– Зачем на руках? – нервно спросила Петра, губы которой дрожали, и она очень не хотела расплакаться у Мигеля на руках. – И никакое я не сокровище, ты ничего про меня не знаешь, чтобы выводы делать! И... вообще...
Она хотела сказать «отпусти», но побоялась, что и впрямь отпустит.
– Тш-ш-ш, девочка. Совсем тебя расстроил, несчастный мой цветок, – Мигель прижал ее к себе еще крепче, склонился еще ниже, снова уткнулся носом, теперь в висок, и коснулся губами скулы. – Ты удивительный цветок, Петра, тебя нужно носить на руках, потому что только этого ты и заслуживаешь, а когда ты расстроена – тем более нужно, держать крепко и не отпускать. Я уже достаточно знаю… чтобы носить и не отпускать. Какая ты восхитительно чуткая, как трепещешь от каждого прикосновения, ты себе даже не представляешь, какое удовольствие в этом – чувствовать тебя в своих объятьях, вести тебя в танце, когда ты отзываешься на каждое движение. Невозможно было не представлять… как ты отзываешься на другое. На ласки и поцелуи. Но все равно оказалось лучше, чем я представлял. И я хочу еще. Хочу тебя, со мной, не на один вечер и не на одну ночь… хочу тебя всю. Чудесный цветок и сокровище. Никуда не отпущу и на руках отнесу куда угодно, – пока Мигель говорил, он склонился к ней близко-близко, едва не касаясь ее губ, и смотрел прямо в глаза, и тихий полушепот звучал мягко и низко, будто мурлыканье кошки.

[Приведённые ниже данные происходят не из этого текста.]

PR #997, opened 2026-06-26
Detect duplicate cell names before writing layouts

joamatab:
## Summary
- Add `DuplicateCellNameError` and a pre-write check (`_check_duplicate_cell_names`) that validates all cells in the write set have unique names before writing GDS/OASIS files
- The error message details which names are duplicated, how many cells share each name, and suggests enabling `kf.config.debug_names` for earlier detection
- Fix pre-existing `ty` type-checker false positive for `os.sched_getaffinity` on macOS

## Test plan
- [ ] Verify writing a layout with unique cell names still works normally
- [ ] Verify writing a layout with duplicate cell names raises `DuplicateCellNameError` with a clear message
- [ ] Run existing test suite to check for regressions

### DIFF
--- a/src/kfactory/conf.py
+++ b/src/kfactory/conf.py
@@ -181,14 +181,15 @@ def get_affinity() -> int:
     On (most) linux we can get it through the scheduling affinity. Otherwise,
     fall back to the multiprocessing cpu count.
     """
-    if hasattr(os, "sched_getaffinity"):
-        return len(os.sched_getaffinity(0))
     try:
-        import multiprocessing
+        return len(os.sched_getaffinity(0))
+    except AttributeError:
+        try:
+            import multiprocessing
 
-        return multiprocessing.cpu_count()
-    except ModuleNotFoundError:
-        return 1
+            return multiprocessing.cpu_count()
+        except ModuleNotFoundError:
+            return 1
 
 
 dotenv_path = find_dotenv(usecwd=True)
--- a/src/kfactory/conf.py
+++ b/src/kfactory/conf.py
@@ -181,15 +181,14 @@ def get_affinity() -> int:
     On (most) linux we can get it through the scheduling affinity. Otherwise,
     fall back to the multiprocessing cpu count.
     """
+    if hasattr(os, "sched_getaffinity"):
+        return len(os.sched_getaffinity(0))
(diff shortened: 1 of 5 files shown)


src/kfactory/conf.py
```diff
@@ -181,15 +181,14 @@ def get_affinity() -> int:
...
-            import multiprocessing
+    try:
+        import multiprocessing
 
-            return multiprocessing.cpu_count()
-        except ModuleNotFoundError:
-            return 1
+        return multiprocessing.cpu_count()
+    except ModuleNotFoundError:
+        return 1
```
sebastian-goeldi: Why are you changing this behavior? This has nothing to do with the PR. Also, afaik on platforms which do not support the scheduler affinity, this will error out

src/kfactory/kcell.py
```diff
@@ -482,125 +527,59 @@ def name(self, value: str) -> None:
...
-                        "Name conflict in "
-                        f"{frame_info.filename}"
-                        f"{function_name} at line {frame_info.lineno}\n"
-                        f"Renaming {self.name} (cell_index="
-                        f"{self.kdb_cell.cell_index()}) to"
-                        f" {value} would cause it to be named the same as:\n"
-                        + "\n".join(
-                            f" - {tkcell.name} "
-                            f"(cell_index={tkcell.kdb_cell.cell_index()}),"
-                            f" function_name={tkcell.function_name},"
```
sebastian-goeldi: so, you just drop the entire logic to figure out where duplicate names come from? cool, but no

src/kfactory/kcell.py
```diff
@@ -1367,6 +1349,9 @@ def write_bytes(
             case _:
                 ...
 
+        relevant_cells = {self.cell_index(), *self.called_cells()}
+        _deduplicate_cell_names(self.layout(), relevant_cells)
+
```
sebastian-goeldi, line 1506: silently renaming cells, no. At least add an option and make it false by default

sebastian-goeldi (changes requested):

discdiver:
@joamatab indicated high priority for a user

sebastian-goeldi (approved):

От его слов и от голоса, от всего, к Петре вернулось ее желание, и она просто прошептала:
– Тогда целуй… а потом, когда-нибудь, и все остальное.
– Спасибо… драгоценная, – прошептал Мигель прямо ей в губы и немедленно поцеловал. На этот раз – не дразня и не заигрывая, мягко и неторопливо, сперва лаская губы Петры своими губами и языком, потом – лаская языком язык, с томительной нежностью, неспешно, поглаживая и посасывая, будто хотел впитать Петру в себя или слить их губы воедино в бесконечной ласке. Впрочем, она все-таки закончилась, хотя и казалась невозможно долгой, как тот танец, и Мигель, слегка отстранившись, но продолжая склоняться над Петрой и глядя в глаза, проговорил все тем же мурлыкающим полушепотом: – Тебя хочется пробовать не спеша, как хорошее вино. Такая же восхитительная на вкус и голову кружишь. Mi flor…
Цветочком Петру никто никогда не называл. Это было приятно, как и поцелуи, как и его обещания. Но все равно пора было домой, сама она с вечеринки ушла бы даже чуть раньше.